How to handle extremely imbalanced dataset?

1) Undersampling One way of handling imbalanced dataset is to reduce the number of observations from all classes but the minority class. The most well known algorithm in this group is random undersampling, where samples from the targeted classes are removed at random. There are more ways to do so, they can be grouped based on their undersampling strategy into:

  • Prototype generation methods
  • Prototype selection methods

Prototype Generation

Given original data set $S$, prototype generation algorithms will generate a new set $S’$ where $|S’| < |S|$ and $|S|$&#8836$S$. The prototype generation techniques will reduce the number of samples in the targeted classes but the remaining samples are generated - and not selected - from the original set. Some of the methods are : ClusterCentroids makes use of K-means to reduce the number of samples. Therefore, each class will be synthesized with the centroids of the K-means method instead of the original samples.

Prototype Selection

This algorithms select samples from the original set $S$ generating a dataset $S’$ where $|S’| < |S|$ and $S’ \subset S$. $S’$ is subset of $S$. Prototype selection algorithms can be divided into two groups: (i) controlled under-sampling techniques and (ii) cleaning under-sampling techniques.

Controlled under-sampling methods reduce the number of observations in the majority class or classes to an arbitrary number of samples specified by the user. Typically, they reduce the number of observations to the number of samples observed in the minority class.

In contrast, cleaning under-sampling techniques ‘clean’ the feature space by removing either ‘noisy’ or ‘too easy to classify’ observations, depending on the method. The final number of observations in each class varies with the cleaning method and can’t be specified by the user.

Controlled under-sampling techniques

It involves random undersampling to match the data size of minority class.

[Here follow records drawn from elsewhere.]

PR #18876, opened 2020-02-17
changed parent fixes #18830

### LINKED ISSUE #18830: mating plug formation should not be under behavior
```
id: GO:0042628
name: mating plug formation
namespace: biological_process
def: "The deposition of a plug of sperm or other gelatinous material into the opening of the vulva by a male at the termination of copulation. Probably acts to prevent subsequent matings by other males." [GOC:jl, http://www.wildcru.org/glossary/glossary.htm, http://www.wormatlas.org/glossaries/cglossary.htm, PMID:11267893]
synonym: "copulatory plug biosynthesis" EXACT []
synonym: "copulatory plug deposition" EXACT []
synonym: "copulatory plug formation" EXACT []
synonym: "mating plug deposition" EXACT []
is_a: GO:0019098 ! reproductive behavior
is_a: GO:0045297 ! post-mating behavior
relationship: part_of GO:0007320 ! insemination
```

We have 3 experimental annotations:
http://amigo.geneontology.org/amigo/term/GO:0042628

image

On glancing at the abstracts it seems that the genes involved have a role in seminal viscosity. It seems a stretch to says these genes are involved in behavior in any meaningful way.

There are also two TASs from FlyBase from one paper

Again the paper seems to be about seminal fluid composition
http://amigo.geneontology.org/amigo/reference/PMID:11869341

Ignoring the genes, with a broad term like MPF we can imagine some species where this is a behavioral act distinct from copulation - I don't know any. But this doesn't seem to be the case for annotated species.

I think the marked axioms should be removed:

```
*is_a: GO:0019098 ! reproductive behavior
*is_a: GO:0045297 ! post-mating behavior
relationship: part_of GO:0007320 ! insemination
```

I think this could be made to follow anatomical structure formation DP. mating plug is in uberon.

Some additional notes on the definition:

```
def: "The deposition of a plug of sperm or other gelatinous material into the opening of the vulva by a male at the termination of copulation. Probably acts to prevent subsequent matings by other males." [GOC:jl, http://www.wildcru.org/glossary/glossary.htm, http://www.wormatlas.org/glossaries/cglossary.htm, PMID:11267893]
```

 - the wildcru url is 404 and doesn't seem like an appropriate source for a GO definition
 - the wormatlas URL is wrong it should be https://www.wormatlas.org/glossary/cglossary.htm
 - it is curious wormatlas is referenced yet we have no worm annotations
 - I don't think vulval opening is the correct location for many species
 - the definition says nothing about this being behavioral so not clear why we have logical axioms saying it is. It really helps to keep text definitions and logical axioms in sync!
 - the genus 'deposition' seems OK if you are looking at this from an organismal biology lens but really the genes are not involved in deposition in any normal sense of the word.

So I think not only is behavior the wrong lens, I don't think organismal biology is the lens either. It might be better to reframe this in terms of what the genes actually do - e.g. regulate qualities of the portion of sperm that cause it to stick around more (hypothetically as part of sperm competition)

(I am looking at some of the GO behavior terms as part of https://github.com/obo-behavior/behavior-ontology/issues/101)

pgaudet:


cmungall (commented):
Looks OK, though this leaves poor post-mating behavior with one child... is it really a useful grouping?

pgaudet:
I'll propose to obsolete poor post-mating behavior.

cmungall:
Just noting here that 'oviposition' is a very broad grouping, especially for a behavioral process, across fish, chicken, Dmel, Celegans, ...

pgaudet:
@cmungall what do you suggest to do about the 'broad grouping' of ovoposition ? Should I create a new ticket for that ?

PR #18995, opened 2020-02-27
trying make all in travis

dougli1sqrd:


balhoff:
@dougli1sqrd can we close this? I don't think this target is going to work on travis.

dougli1sqrd:
This was just trying to see if we could make the whole ontology in travis so that we did all reasoning and such. To prevent cases where travis passes but something goes wrong with the whole build in the pipeline.

balhoff:
This would be really good, but I don't think it will be possible with the free travis.

PR #19008, opened 2020-02-28
Update README.md

pgaudet:


cmungall (commented):
This looks good. I'm worried about this getting out of sync though... also with the main website. really all metadata should follow the file around. but go ahead and merge for now.

PR #19016, opened 2020-03-02
Add new term properties ‘editor note’ and ‘term tracker item’.

balhoff:
@cmungall this should fail due to the perl check not liking github URI values for relations.


cmungall:
Let's model as a literal

```
property_value: term_tracker_item https://github.com/geneontology/go-ontology/issues/17407 xsd:anyURI
```

I think this is better formally as it doesn't force any ontological commitment about what the URI denotes. It is also preferable pragmatically it uses a different obo format tag that won't be confused with 'true' relationships. It will also avoid issues in future where we might want to enforce all referenced entities to have labels, types, etc.

cmungall:
we also need to relax non-IRI-value-violation.sparql

balhoff:
> Let's model as a literal

I see, I didn't like this idea at first but now I agree. I'll change the check.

Cleaning under-sampling techniques

Cleaning under-sampling methods ‘clean’ the feature space by removing either noisy observations or observations that are ‘too easy to classify’, depending on the method. The final number of observations in each targeted class varies with the cleaning method and cannot be specified by the user. Some of these algorithms are:

1) Tomek Links: Tomek Links are pairs of instances from different classes that are each other’s nearest neighbors. Removing the majority class instance from these pairs can help in creating a clearer decision boundary between classes.
Algorithm:

  • Identify all pairs of nearest neighbors from different classes.
  • If an instance from the majority class is part of a Tomek Links, remove it.

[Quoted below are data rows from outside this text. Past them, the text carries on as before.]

PR #19045, opened 2020-03-07
Reduce named only in go-lego

balhoff:


balhoff:
@cmungall will only reducing named classes for go-lego have a negative impact on how it would be used in Amigo? This just occurred to me—previously I was thinking that reducing property relations was mainly useful for consumers of go.obo/go.owl.

Perhaps this issue will go away anyway when we trim down the neo.owl that is imported into go-lego.

PR #19158, opened 2020-03-25
Pipeline issue 35 neo queries

dougli1sqrd:
For https://github.com/geneontology/pipeline/issues/35#issuecomment-601410116

This adds a make target to run `robot profile`. There's a set of queries at src/sparql/neo along with the profile text file, listing what queries to run. This will produce a report at src/ontology/reports/neo-violations.report. 

This command exits with `1` if it fails.


kltm (approved):
Assuming that you're sure your target is clear, I see no reason not to merge.

PR #19184, opened 2020-03-28
Consolidate travis check into one robot invocation for better performance.

balhoff:


balhoff:
@cmungall @dougli1sqrd I am doing some experiments here to reduce the time required for Travis checks (now 10 min 39 sec vs. previous 22 min 36 sec). The main change is that I have consolidated 3 targets into one invocation of `robot`. This saves a lot of time (ontology is parsed once). I also am running `robot` verify once instead of twice (putting all queries into one list). Converting the ontology to Jena triples inside robot is a major time sink, so better to do it only once (I am also going to look into making this faster in the robot code). Most of the SPARQL checks take at most a few seconds, but one takes ~90 seconds (`replacedby-obsolete-violation`). I haven't found a way to speed this query up.

This target checks all the same stuff as before, but will need to be kept in sync with the more separate targets. I think it makes sense to customize an ideal target for Travis like this.

src/ontology/Makefile
```diff
@@ -496,13 +501,10 @@ VCHECKS = equivalent-classes trailing-whitespace owldef-self-reference synonym-l
...
 VARGS = $(foreach V,$(VCHECKS), $(SPARQLDIR)/$V-violation.sparql)
-sparql_test: $(SRC) reasoned.owl enhanced.owl
+sparql_test: $(SRC) reasoned.owl
 	$(ROBOT) verify --input $< --queries $(VARGS) -O reports/
 	# These purposely aren't checking problems in imports
-	$(ROBOT) verify --input reasoned.owl --queries $(SPARQLDIR)/multiple-class-links-violation.sparql -O reports/
-	# This could be merged into previous invocation after robot bug #518 is fixed
-	$(ROBOT) verify --input enhanced.owl --queries $(SPARQLDIR)/obsolete-reference-violation.sparql -O reports/
-	$(ROBOT) verify --input reasoned.owl --queries ../sparql/missing_superclass-violation.sparql -O reports/
+	$(ROBOT) verify --input reasoned.owl --queries $(SPARQLDIR)/multiple-class-links-violation.sparql $(SPARQLDIR)/obsolete-reference-violation.sparql $(SPARQLDIR)/missing_superclass-violation.sparql -O reports/
```
dougli1sqrd: I didn't know/forgot that robot verify could take more than one query!

dougli1sqrd (approved):

.travis.yml
```diff
@@ -14,4 +14,4 @@ before_script:
   - cd src/ontology
 
 script:
-  - ./run.sh make ROBOT_ENV='ROBOT_JAVA_ARGS=-Xmx6G' travis_test
+  - ./run.sh make -j 4 ROBOT_ENV='ROBOT_JAVA_ARGS=-Xmx6G' travis_test
```
dougli1sqrd: does travis have more than one core for our usage?

dougli1sqrd:
Doing more than one query can be done faster if we use the --tdb option in robot! I've been using it a little and it's nice!

.travis.yml
balhoff: Apparently 2.

dougli1sqrd: does doing more than 2 give us any bang then?

balhoff: I think sometimes, if something is blocked on IO.

cmungall:
> Most of the SPARQL checks take at most a few seconds, but one takes ~90 seconds (replacedby-obsolete-violation).

it seems the underlying OWL representation is a problem, due to the fact the obo2owl uses the CURIE rather than URI. Perhaps having a generic CURIE to OWL translation (e.g. separate robot command, implemented procedurally rather than in SPARL) is the fix here. Or changing obo2owl...

wdduncan:
This suggestion will probably be laughed at ... but I'll suggest in anyway :)
If we want to stick with a robot-centric work flow, could we extend robot to have a set of parsing tools, such as robot.grep, robot.replace, etc. Basically, import functionality of obo-scripts into a sub-library of robot.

2) Condensed Nearest Neighbor (CNN) CNN aims to retain a subset of instances from the majority class that are crucial for defining the decision boundary.
Algorithm:

  • Start with an empty set ‘S’
  • Add all minority class instances to ‘S’
  • For each majority class instance:
    • If the instance is misclassified by the current set ‘S’, add it to ‘S’

3) One-sided selection (OSS)

  • OSS combines Tomek Links and CNN to remove both noisy instances and redundant instances from the majority class.
    Algorithm:
  • Apply CNN to reduce the majority class
  • Apply Tomek Links to the reduced set to remove noisy instances

4) Edited Nearest Neighbor (ENN)

  • For each instance, find its k-nearest neighbors
  • If the instance is misclassified by the majority of its neighbors, remove it.

5) Neighborhood Cleaning Rule (NCL) NCL combines ENN and Tomek Links to clean the dataset by removing misclassified instances and borderline instances.
Algorithms:

  • Apply ENN to remove misclassified instances
  • Apply Tomek Links to remove borderline instances.